# South Georgia (Camden County) Still Hunting



## Pine Ridge (Mar 15, 2015)

Pine Ridge Hunting Club in Camden County Georgia has openings for the 2015-2016 hunting season. We have a camp with electricity for RV hook ups and well for running water. We have been in QDM for eight years. We have plenty of deer, turkey, and hog. We plant and feed year round. We have 3000 acres and is still hunting only. We are approximately 1 mile from the Satilla River with public access. Membership is limited to a maximum of 20 members. Family membership is $700 and a one time $50 initiation fee for first year members. Join today and take advantage of Spring Turkey season. You'll get 15 months from your 12 month membership.

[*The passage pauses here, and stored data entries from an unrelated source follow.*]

PR #628, opened 2026-08-18
feat(reprise): retain the resolved workspace and organization ids

dpoulopoulos:
## Description

The platform's resolve response has always carried `workspace_id` and `organization_id`, and the gateway read past both: `_parse_resolve_payload` built a `ResolvedRoute` holding only `request_id`, `fallback_enabled`, `attempts`, and (as of #615) `user_id`. This keeps the two it already receives.

- `workspace_id: str | None` and `organization_id: str | None` on `ResolvedRoute`.
- Read off the top level of both payload shapes, the attempts-list one and the legacy flat one. Unlike `user_id`, the tenancy pair does get a legacy mirror: a peer that still answers flat may nonetheless know its own tenant, and a record that ships untenanted is a record the miner discards.
- Absence is tolerated. Both stay `None`, no error, no request impact. That is the fail-open rule the observation stream runs under.

**Why it matters.** Nothing downstream can recover these after the fact. `X-Gateway-Token` authenticates the calling gateway and carries no tenant of its own, and the platform's default gateway token serves every org. Observations carry tool arguments, so pooling every org's together would be a tenancy problem rather than only a measurement one.

**Not a protocol change.** The values already cross the wire. `docs/hybrid-mode-protocol.md` only moves them out of its "fields Otari does not read" list and documents the fail-open semantics; `provider_key_id` and `allowed_models` stay in that list.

If interested call Roger at 912-674-5750.


----------



## HOBO (Mar 20, 2015)

*PM sent*

PM sent


----------



## Bobbyson32 (Mar 22, 2015)

where is the club I am looking for a club I was in one but the land owner going to use it for family so I am looking my number is 8132995896 thanks Bobby chaney


----------



## BartowHunter1971 (Mar 22, 2015)

I'm interested in joining.


----------



## goods in the woods (Mar 26, 2015)

Phone message left for Roger by Tyler R


----------



## baydog (May 12, 2015)

Do you allow dogs for hogs during the summer


----------



## handyhunter (Jun 24, 2015)

*memberships available*

Do you still have memberships available. I live in St Marys and am retired. would like to join if that is possible. Looking to hunt hogs and deer. Mostly bowhunting.
My number is 8036346708
Thanks Richard


----------



## HOBO (Jun 24, 2015)

... Good luck on getting any kind of response from this poster...  I sent him a PM as well as a note on here back in March and still haven't heard anything from him...

.... Kind'a curious why they even bother to post if they never respond to replies or PM's...

---------<" ){{{><


----------



## Early Riser1 (Jul 1, 2015)

Why don't you call Roger. He posted his phone number?


----------



## handyhunter (Jul 10, 2015)

have tried multiple times to call him. His messages are always full.


----------